◆ **Task to carry out**
Work through the data below and give the number of lines holding the word "dashboards", without any other text.

++++++++++

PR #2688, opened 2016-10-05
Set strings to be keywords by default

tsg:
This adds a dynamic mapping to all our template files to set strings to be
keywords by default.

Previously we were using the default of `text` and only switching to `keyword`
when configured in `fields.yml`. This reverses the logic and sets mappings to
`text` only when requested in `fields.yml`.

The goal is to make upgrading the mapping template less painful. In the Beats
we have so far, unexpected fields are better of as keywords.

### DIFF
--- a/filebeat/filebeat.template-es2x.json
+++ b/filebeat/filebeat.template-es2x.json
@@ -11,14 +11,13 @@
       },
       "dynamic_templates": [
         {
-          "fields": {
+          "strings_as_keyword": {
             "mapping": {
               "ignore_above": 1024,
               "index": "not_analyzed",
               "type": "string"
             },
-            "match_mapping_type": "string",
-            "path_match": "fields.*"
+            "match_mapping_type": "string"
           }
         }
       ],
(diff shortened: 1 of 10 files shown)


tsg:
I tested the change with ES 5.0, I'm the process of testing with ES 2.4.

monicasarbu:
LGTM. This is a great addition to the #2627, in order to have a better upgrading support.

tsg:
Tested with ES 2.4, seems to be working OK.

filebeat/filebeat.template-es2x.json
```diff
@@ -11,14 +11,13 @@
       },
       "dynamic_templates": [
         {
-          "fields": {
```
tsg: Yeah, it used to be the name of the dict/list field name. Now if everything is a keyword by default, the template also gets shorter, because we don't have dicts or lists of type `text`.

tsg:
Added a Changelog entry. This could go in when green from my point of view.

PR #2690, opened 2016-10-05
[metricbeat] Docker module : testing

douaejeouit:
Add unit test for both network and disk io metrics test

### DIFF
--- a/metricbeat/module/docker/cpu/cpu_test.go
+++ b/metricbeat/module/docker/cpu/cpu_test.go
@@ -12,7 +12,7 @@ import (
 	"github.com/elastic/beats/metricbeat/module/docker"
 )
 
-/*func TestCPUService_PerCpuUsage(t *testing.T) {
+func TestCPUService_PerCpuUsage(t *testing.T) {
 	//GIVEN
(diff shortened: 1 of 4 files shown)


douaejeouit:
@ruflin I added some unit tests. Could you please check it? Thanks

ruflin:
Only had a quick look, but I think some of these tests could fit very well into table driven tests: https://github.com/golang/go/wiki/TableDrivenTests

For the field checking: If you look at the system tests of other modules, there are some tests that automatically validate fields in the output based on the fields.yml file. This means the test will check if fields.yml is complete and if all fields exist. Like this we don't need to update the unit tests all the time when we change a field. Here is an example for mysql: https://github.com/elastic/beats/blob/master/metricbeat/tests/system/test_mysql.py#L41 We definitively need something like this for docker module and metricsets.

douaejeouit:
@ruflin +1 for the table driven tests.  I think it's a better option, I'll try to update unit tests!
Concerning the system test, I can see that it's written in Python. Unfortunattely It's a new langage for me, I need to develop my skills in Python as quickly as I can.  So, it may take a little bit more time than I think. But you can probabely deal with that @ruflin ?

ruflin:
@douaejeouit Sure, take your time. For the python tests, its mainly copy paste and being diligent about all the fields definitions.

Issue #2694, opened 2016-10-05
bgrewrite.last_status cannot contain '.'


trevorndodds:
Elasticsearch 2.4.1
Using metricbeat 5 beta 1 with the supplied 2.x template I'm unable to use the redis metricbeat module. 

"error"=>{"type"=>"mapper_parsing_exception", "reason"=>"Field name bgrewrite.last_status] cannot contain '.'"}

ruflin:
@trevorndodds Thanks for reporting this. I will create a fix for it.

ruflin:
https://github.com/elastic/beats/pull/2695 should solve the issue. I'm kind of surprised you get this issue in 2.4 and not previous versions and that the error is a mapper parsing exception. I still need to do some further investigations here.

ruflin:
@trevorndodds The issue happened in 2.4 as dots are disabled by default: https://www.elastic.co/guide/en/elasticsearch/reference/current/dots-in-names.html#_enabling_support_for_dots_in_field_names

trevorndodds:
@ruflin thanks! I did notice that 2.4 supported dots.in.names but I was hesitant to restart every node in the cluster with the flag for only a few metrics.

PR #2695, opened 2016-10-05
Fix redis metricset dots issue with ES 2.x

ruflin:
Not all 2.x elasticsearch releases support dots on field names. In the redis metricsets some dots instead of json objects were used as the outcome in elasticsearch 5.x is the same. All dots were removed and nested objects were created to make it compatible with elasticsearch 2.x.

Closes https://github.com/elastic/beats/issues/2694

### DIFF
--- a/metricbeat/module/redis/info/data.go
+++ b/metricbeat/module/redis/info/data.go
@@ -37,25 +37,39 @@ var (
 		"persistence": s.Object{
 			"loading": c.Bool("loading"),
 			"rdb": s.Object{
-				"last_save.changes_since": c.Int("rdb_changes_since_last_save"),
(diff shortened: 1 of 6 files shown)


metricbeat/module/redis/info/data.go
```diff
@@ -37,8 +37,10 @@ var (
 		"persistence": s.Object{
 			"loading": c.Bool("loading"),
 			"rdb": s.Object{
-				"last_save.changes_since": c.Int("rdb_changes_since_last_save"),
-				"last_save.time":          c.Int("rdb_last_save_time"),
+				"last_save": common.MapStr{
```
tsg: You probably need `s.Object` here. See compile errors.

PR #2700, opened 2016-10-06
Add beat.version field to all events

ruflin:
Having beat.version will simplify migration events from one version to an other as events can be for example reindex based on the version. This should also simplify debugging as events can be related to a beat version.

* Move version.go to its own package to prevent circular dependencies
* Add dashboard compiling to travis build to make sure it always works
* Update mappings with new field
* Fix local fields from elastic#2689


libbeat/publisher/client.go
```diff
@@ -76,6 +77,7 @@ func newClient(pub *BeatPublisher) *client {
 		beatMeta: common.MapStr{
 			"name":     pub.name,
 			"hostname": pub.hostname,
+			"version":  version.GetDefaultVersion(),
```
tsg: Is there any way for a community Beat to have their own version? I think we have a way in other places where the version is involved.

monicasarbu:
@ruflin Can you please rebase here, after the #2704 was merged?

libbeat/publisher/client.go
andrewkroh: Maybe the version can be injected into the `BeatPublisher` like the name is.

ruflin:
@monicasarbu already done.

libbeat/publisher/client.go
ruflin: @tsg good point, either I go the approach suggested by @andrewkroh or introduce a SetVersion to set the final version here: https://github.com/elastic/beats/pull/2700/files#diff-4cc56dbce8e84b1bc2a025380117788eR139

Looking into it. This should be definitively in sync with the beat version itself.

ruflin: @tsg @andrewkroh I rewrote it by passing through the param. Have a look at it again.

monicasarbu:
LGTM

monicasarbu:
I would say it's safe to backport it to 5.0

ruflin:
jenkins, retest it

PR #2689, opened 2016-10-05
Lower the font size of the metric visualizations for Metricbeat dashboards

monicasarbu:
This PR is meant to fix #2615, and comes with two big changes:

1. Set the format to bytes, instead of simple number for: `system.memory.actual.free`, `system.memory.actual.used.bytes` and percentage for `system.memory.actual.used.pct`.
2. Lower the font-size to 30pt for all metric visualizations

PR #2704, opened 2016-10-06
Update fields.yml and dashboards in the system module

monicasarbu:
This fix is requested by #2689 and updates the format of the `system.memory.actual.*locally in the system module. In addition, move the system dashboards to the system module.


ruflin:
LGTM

++++++++++

◆ **Answer for this exercise**
3